La mayoría de los nuevos casos ocurrió en jóvenes entre los 25 y 29 años. Y gran parte en las poblaciones clave, los grupos en condición de vulnerabilidad, los grupos marginalizados. Las llamadas poblaciones clave, los hombres que tienen relaciones sexuales con otros hombres y en los consumidores de sustancias psicoactivas por vía diferente a la inyectada.
Desde hace varios años las organizaciones agrupadas en la Mesa Nacional de Organizaciones que trabajan en VIH, venimos insistiendo en la necesidad de modificar el enfoque basado en el aseguramiento con el que manejamos el VIH. Hemos sostenido en diferentes escenarios que los sistemas de salud orientados hacia la “cobertura universal”, esa propuesta que apunta a proteger a las personas y las familias del gasto catastrófico en salud, es incapaz de buscar, identificar y dar seguimiento a las personas más vulnerables, de mayor riesgo, de menores recursos.
La lógica de nuestro sistema de salud apunta a que cualquier persona que se acerque a un servicio de salud recibirá la asesoría necesaria, se le ofrecerán las pruebas de diagnóstico y recibirá el tratamiento más ajustado a sus condiciones, necesidades, y que la función de su asegurador es justamente alinear los recursos necesarios para cumplir esa promesa.
Eso en un mundo ideal en el que el ciudadano supere los trámites, las autorizaciones y disponga del tiempo y los recursos para completar los itinerarios de nuestro sistema de salud
Fuente: Situación del VIH – SIDA en Colombia 2021 / Cuenta de Alto Costo - Febrero 2022
El problema con el VIH -como con la hepatitis C o las enfermedades sexualmente transmitidas- es que no es racional esperar a los pacientes.
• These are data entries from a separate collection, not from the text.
PR #317, opened 2019-07-15
Deploy kerl to pypi and install kerl from pypi

4383:
Allow user to install kerl from [python pypi warehouse](https://pypi.org/).

These changes introduce a python packaging system for kerl.
They package kerl into a python package, deploy it to pypi and allow
users to install kerl from pypi by using:

pip install pykerl

The kerl project name is already in use on pypi so I decided to name
it pykerl.

The package version is based on the git tag version, so when you built a
a new version, the version retrieved correspond to your tags that
already existes.

The python package and deployed is built by using travis-ci. Everythings
is automatic, you just need to deploy a new git tag to your github repo
to deploy a new version on pypi.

Hay que buscarlos allí donde están, que no es en los consultorios médicos. Es en la calle, en los lugares de encuentro de los jóvenes, en los lugares de trabajo sexual, en las ollas.
Eso hacemos en las organizaciones de base comunitaria (OBC). Pero como en este sistema de salud la forma de garantizar la calidad se basa en la habilitación y en la acreditación, el trabajo de las OBC es invisible. Pero eso no sería problema, pues al final el origen de nuestro trabajo es la solidaridad. Lo grave es que los pacientes que intentamos canalizar hacia los servicios de salud, enfrentarán una larga lista de obstáculos y barreras que desembocan en las cifras que vemos.
Claro, en el régimen contributivo, para las personas con trabajo estable e ingresos regulares y con el derecho a permisos para hacer las filas, buscar las autorizaciones y recoger los medicamentos con la periodicidad necesaria, las cosas quizás funcionan bastante bien. Sobre todo, si cuentan con plan complementario o medicina prepagada.
De hecho y según la misma fuente, hay diferencias difíciles de aceptar, entre los regímenes contributivo y subsidiado, los regímenes especiales y las personas privadas de la libertad. Y curiosamente no hay casos en los planes voluntarios de salud. ¿Exclusiones?
Mucho más grave aún. El uso de los mismos esquemas de tratamiento produce resultados bien diferentes entre la población general y las personas privadas de la libertad (PPL). Se esperaría que tratándose literalmente de una población cautiva, los resultados fueran comparables e incluso mejores. Sin embargo, anota el informe de la Cuenta de Alto Costo, al que venimos haciendo referencia que:
“Los esquemas de tratamiento antirretroviral que reciben las PPL son similares al resto de la población, pero el control virológico observado según el esquema de tratamiento es menor. Por ejemplo, los dos esquemas más utilizados que son efavirenz, emtricitabina y tenofovir que logra el control virológico en el 78,61% de la población general, en la PPL solo alcanzó el 30,56%; y el esquema abacavir, efavirenz, lamivudina que logra el 83,45% en la población general, solo alcanzó el 19,75% en PPL”.
¿Será hora de llamar a las ciencias sociales para que nos expliquen porque cambia la farmacología en diferentes grupos de población?